• [Work item]
Please find every line in the records below that contains the word "before", and copy it.

[Saved entries]
══════════════════════════════
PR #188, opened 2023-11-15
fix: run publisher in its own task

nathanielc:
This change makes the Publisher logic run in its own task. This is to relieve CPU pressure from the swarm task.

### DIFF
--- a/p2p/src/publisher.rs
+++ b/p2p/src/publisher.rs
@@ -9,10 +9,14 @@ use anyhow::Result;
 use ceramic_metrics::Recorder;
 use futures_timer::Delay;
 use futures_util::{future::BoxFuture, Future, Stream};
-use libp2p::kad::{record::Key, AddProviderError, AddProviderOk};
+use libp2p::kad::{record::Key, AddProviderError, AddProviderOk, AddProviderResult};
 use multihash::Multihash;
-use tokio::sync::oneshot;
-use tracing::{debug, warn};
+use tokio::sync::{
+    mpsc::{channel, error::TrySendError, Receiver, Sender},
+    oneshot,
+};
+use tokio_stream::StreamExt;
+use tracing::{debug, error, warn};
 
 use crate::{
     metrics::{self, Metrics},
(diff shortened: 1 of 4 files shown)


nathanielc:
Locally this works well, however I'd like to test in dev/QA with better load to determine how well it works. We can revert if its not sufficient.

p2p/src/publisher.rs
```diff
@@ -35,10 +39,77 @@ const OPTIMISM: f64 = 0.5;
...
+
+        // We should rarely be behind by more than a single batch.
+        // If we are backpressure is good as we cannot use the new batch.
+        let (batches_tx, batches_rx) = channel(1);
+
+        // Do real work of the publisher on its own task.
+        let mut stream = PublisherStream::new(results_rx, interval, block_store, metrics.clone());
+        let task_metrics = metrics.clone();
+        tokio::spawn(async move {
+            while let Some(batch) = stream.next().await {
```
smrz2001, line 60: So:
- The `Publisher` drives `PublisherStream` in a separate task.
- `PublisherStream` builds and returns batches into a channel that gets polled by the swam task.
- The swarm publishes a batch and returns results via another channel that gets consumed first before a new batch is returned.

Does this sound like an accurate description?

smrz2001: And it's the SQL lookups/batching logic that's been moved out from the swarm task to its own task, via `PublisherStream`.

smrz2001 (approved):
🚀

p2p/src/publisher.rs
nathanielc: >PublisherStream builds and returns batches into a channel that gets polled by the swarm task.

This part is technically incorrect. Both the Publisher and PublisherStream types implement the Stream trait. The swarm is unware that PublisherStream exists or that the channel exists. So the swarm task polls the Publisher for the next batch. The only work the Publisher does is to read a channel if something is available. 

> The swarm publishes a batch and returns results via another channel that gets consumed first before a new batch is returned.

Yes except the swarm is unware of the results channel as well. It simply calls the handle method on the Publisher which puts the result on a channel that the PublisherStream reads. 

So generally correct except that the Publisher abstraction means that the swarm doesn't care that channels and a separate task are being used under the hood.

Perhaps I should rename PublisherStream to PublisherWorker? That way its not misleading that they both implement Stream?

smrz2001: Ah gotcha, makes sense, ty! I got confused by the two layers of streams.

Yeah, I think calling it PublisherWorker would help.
══════════════════════════════
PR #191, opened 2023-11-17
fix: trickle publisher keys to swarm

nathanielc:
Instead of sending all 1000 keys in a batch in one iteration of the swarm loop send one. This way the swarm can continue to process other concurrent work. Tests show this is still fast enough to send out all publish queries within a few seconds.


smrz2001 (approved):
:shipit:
══════════════════════════════
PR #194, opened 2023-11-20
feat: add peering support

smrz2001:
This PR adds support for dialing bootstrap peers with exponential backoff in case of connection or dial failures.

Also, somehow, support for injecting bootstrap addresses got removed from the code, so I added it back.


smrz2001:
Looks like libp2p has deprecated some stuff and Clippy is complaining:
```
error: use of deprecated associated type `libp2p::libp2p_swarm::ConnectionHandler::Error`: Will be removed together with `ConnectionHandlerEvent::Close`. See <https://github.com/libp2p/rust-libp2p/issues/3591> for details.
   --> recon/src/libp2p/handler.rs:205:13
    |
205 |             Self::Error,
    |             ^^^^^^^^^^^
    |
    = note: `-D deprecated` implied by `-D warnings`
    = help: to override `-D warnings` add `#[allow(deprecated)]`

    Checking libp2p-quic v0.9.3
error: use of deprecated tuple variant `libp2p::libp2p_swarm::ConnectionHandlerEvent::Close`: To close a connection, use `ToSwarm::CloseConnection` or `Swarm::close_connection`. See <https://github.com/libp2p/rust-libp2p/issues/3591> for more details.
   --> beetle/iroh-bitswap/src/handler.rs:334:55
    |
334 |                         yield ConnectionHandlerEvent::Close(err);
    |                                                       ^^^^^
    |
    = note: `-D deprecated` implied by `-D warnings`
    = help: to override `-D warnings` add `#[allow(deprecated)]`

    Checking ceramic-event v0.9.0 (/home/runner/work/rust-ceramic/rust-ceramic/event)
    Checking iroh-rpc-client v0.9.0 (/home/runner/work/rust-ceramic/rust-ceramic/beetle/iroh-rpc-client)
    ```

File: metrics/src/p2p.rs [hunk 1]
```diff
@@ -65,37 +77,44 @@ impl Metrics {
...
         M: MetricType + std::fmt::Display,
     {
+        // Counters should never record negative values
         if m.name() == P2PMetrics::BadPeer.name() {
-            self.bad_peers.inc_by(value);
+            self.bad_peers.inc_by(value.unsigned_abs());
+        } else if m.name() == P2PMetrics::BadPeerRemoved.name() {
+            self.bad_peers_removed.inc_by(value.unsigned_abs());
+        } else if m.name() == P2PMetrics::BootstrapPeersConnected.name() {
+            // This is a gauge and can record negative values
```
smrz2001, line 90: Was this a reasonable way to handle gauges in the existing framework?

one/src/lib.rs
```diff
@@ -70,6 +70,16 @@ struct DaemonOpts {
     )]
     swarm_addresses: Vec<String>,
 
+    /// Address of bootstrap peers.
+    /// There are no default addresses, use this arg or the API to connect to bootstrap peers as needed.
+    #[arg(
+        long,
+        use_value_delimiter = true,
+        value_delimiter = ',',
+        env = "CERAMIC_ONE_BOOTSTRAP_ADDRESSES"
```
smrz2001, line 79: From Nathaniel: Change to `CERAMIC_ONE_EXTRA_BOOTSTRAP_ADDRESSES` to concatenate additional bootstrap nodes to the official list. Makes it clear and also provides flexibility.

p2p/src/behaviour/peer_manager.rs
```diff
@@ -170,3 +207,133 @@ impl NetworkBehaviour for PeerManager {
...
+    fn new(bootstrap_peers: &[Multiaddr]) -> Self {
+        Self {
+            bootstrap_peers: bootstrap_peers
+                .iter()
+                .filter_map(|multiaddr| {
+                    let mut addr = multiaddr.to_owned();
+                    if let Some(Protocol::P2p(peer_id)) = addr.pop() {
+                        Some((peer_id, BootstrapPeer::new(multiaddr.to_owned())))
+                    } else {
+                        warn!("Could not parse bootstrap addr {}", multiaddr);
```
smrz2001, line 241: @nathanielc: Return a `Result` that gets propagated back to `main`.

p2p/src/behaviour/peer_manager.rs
══════════════════════════════
• [Solved exercise]
- The swarm publishes a batch and returns results via another channel that gets consumed first before a new batch is returned.
> The swarm publishes a batch and returns results via another channel that gets consumed first before a new batch is returned.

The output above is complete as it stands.